As the 46th annual national EMS week (May 16-22) approaches, the COVID-19 pandemic has made many in the health care community ponder the following question: Is the public service I provide worth the personal sacrifice I am expected to make, either intentional or unintentional?

With the virus spreading, seemingly uncontrollably at times, and health care providers and facilities becoming overwhelmed, all were forced to make the adjustment to a new normal. Clinical resources as well as cleaning supplies became scarce. This was compounded by job losses, and daily reports of COVID cases and deaths rising exponentially. It was/is a salient moment.

Those of us on the front lines began seeing and hearing things most of us had been beckoning for the public to acknowledge for years: Every call, every patient encounter, puts the provider at risk. Respect the work we do.

Treating the chief complaint in a pre-hospital setting, and transporting that patient to a facility to meet their emergent need, does not mean the call ends for the Emergency Medical Technician. The exposure to an unknown disease or virus, and the subsequent treatment of the provider, may go on for months after that patient is discharged and resumes his daily life.

The expressions of those from the community have been mostly positive. The signs that read “You Are Heroes” and comments from everyday citizens saying “Thank you for your service” have been much appreciated.

The free, or reduced-cost meals provided by eating establishments were tangible reminders of this acknowledgement. Coming in for a shift and finding that some entity has provided breakfast or lunch as a token of appreciation made carrying the burden more bearable.

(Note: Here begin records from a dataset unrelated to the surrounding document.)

PR #156, opened 2019-03-28
Port store fsm step 3

coocood:


coocood:
@zhangjinpeng1987 PTAL

tikv/raftstore/fsm_store.go
```diff
@@ -698,58 +723,357 @@ func (bs *raftBatchSystem) shutDown() {
...
+		return false, errors.Errorf("tombstone peer [epoch: %s] received an invalid message %s, ignore it",
+			regionEpoch, msgType)
+	}
+	return false, nil
 }
 
 func (d *storeFsmDelegate) onRaftMessage(msg *rspb.RaftMessage) error {
-	return nil // TODO: stub
+	regionID := msg.RegionId
+	if err := d.ctx.router.send(regionID, Msg{Type: MsgTypeRaftMessage, Data: msg}); err != nil {
```
zhangjinpeng1987: How about channel is closed when shutdown?

tikv/raftstore/fsm_store.go
```diff
@@ -698,58 +723,357 @@ func (bs *raftBatchSystem) shutDown() {
...
+		// Target tombstone peer doesn't exist, so ignore it.
+		return nil
+	}
+	ok, err := d.checkMsg(msg)
+	if err != nil {
+		return err
+	}
+	if ok {
+		return nil
+	}
```
zhangjinpeng1987: Missing `maybe_create_peer`.

tikv/raftstore/fsm_store.go
```diff
@@ -698,58 +723,357 @@ func (bs *raftBatchSystem) shutDown() {
...
+		// Make sure the range of region from msg is covered by existing regions.
+		// If so, means that the region may be generated by some kinds of split
+		// and merge by catching logs. So there is no need to accept a snapshot.
+		if !isRangeCovered(meta, msg.StartKey, msg.EndKey) {
+			if maybeDestroySource(meta, regionID, existRegion.Id, msg.RegionEpoch) {
+				regionsToDestroy = append(regionsToDestroy, existRegion.Id)
+				continue
+			}
+		}
+		return false, nil
```
zhangjinpeng1987: When return from here, seems should not destroy regions?

tikv/raftstore/fsm_store.go
coocood: My mistake.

Unless one has served as a front-line health care worker, it is hard to fully understand the challenges of providing services to the public in this capacity. That includes our associated support team members who are firemen and police. The expectations are gargantuan, and in some instances, unrealistic.

One call can challenge book knowledge, experience, and common sense in a millisecond. The scene can require the services of “Mr. Goodwrench,” capable of fixing everything wrong. At the same time, emergency personnel become a de facto ombudsman, adroit in the art of bringing peace out of chaos.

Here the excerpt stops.